• _ACTIVITY_: Needed from the data below: every line from the one with "The service accepts" up to and including the one with "psFried: lol _totally_", repeated exactly and with nothing else.

• _MATERIAL TO PROCESS_:
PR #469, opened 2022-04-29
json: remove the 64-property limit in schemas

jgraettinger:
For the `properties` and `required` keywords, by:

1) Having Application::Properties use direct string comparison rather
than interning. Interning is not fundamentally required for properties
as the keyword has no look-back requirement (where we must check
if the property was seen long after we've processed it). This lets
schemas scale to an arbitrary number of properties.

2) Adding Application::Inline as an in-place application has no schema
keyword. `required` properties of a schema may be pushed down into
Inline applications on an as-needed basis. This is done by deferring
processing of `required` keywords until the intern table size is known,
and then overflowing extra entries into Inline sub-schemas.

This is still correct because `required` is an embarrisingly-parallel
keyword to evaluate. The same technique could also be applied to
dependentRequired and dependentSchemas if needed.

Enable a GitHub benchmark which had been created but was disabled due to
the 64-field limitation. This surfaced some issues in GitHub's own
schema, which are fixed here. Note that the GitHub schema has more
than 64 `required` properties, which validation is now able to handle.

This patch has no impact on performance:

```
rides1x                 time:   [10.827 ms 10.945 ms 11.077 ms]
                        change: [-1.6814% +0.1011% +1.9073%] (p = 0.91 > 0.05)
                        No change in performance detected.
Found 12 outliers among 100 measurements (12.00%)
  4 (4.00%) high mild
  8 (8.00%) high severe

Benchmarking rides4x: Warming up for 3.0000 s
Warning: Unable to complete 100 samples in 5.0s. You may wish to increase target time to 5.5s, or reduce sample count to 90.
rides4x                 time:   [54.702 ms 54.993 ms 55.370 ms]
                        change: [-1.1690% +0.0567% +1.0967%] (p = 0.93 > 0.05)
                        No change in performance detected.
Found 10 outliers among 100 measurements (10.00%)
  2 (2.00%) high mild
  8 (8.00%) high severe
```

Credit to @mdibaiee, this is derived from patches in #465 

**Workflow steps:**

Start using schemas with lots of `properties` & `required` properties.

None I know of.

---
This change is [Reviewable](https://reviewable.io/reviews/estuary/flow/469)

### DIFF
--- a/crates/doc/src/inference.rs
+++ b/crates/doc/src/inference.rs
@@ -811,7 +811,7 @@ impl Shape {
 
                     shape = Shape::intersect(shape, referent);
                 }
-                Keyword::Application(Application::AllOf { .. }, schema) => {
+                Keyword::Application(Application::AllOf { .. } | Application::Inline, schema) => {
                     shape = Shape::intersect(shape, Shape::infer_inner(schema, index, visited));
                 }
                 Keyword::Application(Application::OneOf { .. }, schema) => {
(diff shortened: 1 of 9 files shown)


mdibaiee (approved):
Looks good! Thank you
---
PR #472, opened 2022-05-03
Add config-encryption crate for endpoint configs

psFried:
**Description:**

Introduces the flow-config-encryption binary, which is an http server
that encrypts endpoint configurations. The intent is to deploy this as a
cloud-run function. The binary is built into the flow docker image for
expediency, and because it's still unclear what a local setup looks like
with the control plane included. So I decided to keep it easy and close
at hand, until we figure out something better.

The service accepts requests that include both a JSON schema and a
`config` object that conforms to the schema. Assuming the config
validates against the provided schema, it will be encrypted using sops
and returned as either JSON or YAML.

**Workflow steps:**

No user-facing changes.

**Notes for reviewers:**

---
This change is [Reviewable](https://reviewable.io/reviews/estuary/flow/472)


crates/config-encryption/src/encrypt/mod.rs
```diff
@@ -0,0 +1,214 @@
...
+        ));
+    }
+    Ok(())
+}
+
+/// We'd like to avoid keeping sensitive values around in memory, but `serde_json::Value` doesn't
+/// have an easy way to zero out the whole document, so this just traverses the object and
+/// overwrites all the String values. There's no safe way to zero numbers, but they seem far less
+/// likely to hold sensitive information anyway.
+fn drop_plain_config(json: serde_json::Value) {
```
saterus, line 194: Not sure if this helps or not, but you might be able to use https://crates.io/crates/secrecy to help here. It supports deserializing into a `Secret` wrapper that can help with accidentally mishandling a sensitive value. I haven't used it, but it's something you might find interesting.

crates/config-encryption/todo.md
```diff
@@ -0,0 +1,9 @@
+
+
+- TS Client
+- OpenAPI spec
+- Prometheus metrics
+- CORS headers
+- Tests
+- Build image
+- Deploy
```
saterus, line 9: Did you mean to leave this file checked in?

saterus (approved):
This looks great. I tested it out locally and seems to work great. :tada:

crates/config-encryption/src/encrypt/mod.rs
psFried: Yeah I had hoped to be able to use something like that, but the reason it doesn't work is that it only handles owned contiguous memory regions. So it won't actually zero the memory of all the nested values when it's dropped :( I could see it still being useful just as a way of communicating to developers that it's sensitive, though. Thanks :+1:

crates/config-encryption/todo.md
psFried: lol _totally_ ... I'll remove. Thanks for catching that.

• _SOLVED PROBLEM_:
The service accepts requests that include both a JSON schema and a
`config` object that conforms to the schema. Assuming the config
validates against the provided schema, it will be encrypted using sops
and returned as either JSON or YAML.

**Workflow steps:**

No user-facing changes.

**Notes for reviewers:**

---
This change is [Reviewable](https://reviewable.io/reviews/estuary/flow/472)


crates/config-encryption/src/encrypt/mod.rs
```diff
@@ -0,0 +1,214 @@
...
+        ));
+    }
+    Ok(())
+}
+
+/// We'd like to avoid keeping sensitive values around in memory, but `serde_json::Value` doesn't
+/// have an easy way to zero out the whole document, so this just traverses the object and
+/// overwrites all the String values. There's no safe way to zero numbers, but they seem far less
+/// likely to hold sensitive information anyway.
+fn drop_plain_config(json: serde_json::Value) {
```
saterus, line 194: Not sure if this helps or not, but you might be able to use https://crates.io/crates/secrecy to help here. It supports deserializing into a `Secret` wrapper that can help with accidentally mishandling a sensitive value. I haven't used it, but it's something you might find interesting.

crates/config-encryption/todo.md
```diff
@@ -0,0 +1,9 @@
+
+
+- TS Client
+- OpenAPI spec
+- Prometheus metrics
+- CORS headers
+- Tests
+- Build image
+- Deploy
```
saterus, line 9: Did you mean to leave this file checked in?

saterus (approved):
This looks great. I tested it out locally and seems to work great. :tada:

crates/config-encryption/src/encrypt/mod.rs
psFried: Yeah I had hoped to be able to use something like that, but the reason it doesn't work is that it only handles owned contiguous memory regions. So it won't actually zero the memory of all the nested values when it's dropped :( I could see it still being useful just as a way of communicating to developers that it's sensitive, though. Thanks :+1:

crates/config-encryption/todo.md
psFried: lol _totally_ ... I'll remove. Thanks for catching that.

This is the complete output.